» Problem description: Every line containing the string "nested" is to be copied from the records.
++++ Extracted entries ++++
PR #4954, opened 2026-07-23
perf(schema-generator): deep-freeze each schema as it is formatted

danfuzz:
Pre-PR for the `dedupeByValueEqual` content-hash work on #4942. Deep-freezes
generated schemas early so the value model's frozen-object hash cache can reuse
subtree hashes during schema deduplication. Behavior-neutral; lands before
#4942.

## Why

`hashStringOf`'s object-hash cache is a `WeakMap` keyed on deep-frozen identity
— a frozen subtree is hashed once and reused by identity thereafter. Schema
generation currently freezes nothing, so its schemas are mutable, and every
schema hashed during dedup (and its nested content, when an enclosing schema is
hashed at an outer step) is re-hashed from scratch. Freezing subtrees as they
are produced turns that repeat hashing into cache hits.

The perf payoff is realized once #4942's hash-based `dedupeByValueEqual` lands
on top; this PR is the foundation, and freezing generated schemas is sound
hygiene on its own.

## What

- Each schema is deep-frozen the moment its formatter produces it, at the one
  choke point every (sub)schema flows through (`SchemaGenerator.formatType`,
  the recursive dispatch). Bottom-up generation means a nested schema is frozen
  before any enclosing formatter composes or deduplicates it. `deepFreeze`
  short-circuits already-frozen input, so the sweep stays cheap.

- Freezing forces the generator to stop mutating already-produced schemas. A
  handful of sites attached JSDoc metadata (`description`, `#tags`, `$comment`)
  or a `Default<>` value to a formatted **child** in place; each now attaches to
  a mutable shallow copy — same resulting object, different identity. The
  `normalizeSchemaForComparison` / `mergeSchemaGroup` builders that assemble a
  fresh local object were not touched.

## Behavior-neutral

Every schema-generator and ts-transformers golden is **byte-identical**,
verified by regenerating both with `UPDATE_GOLDENS=1` — zero churn.

## Performance — measured, and the payoff does not materialize

A direct A/B (best-of-3, same harness/machine, one moderately complex type,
++++
» Answer section:
schema hashed during dedup (and its nested content, when an enclosing schema is
  the recursive dispatch). Bottom-up generation means a nested schema is frozen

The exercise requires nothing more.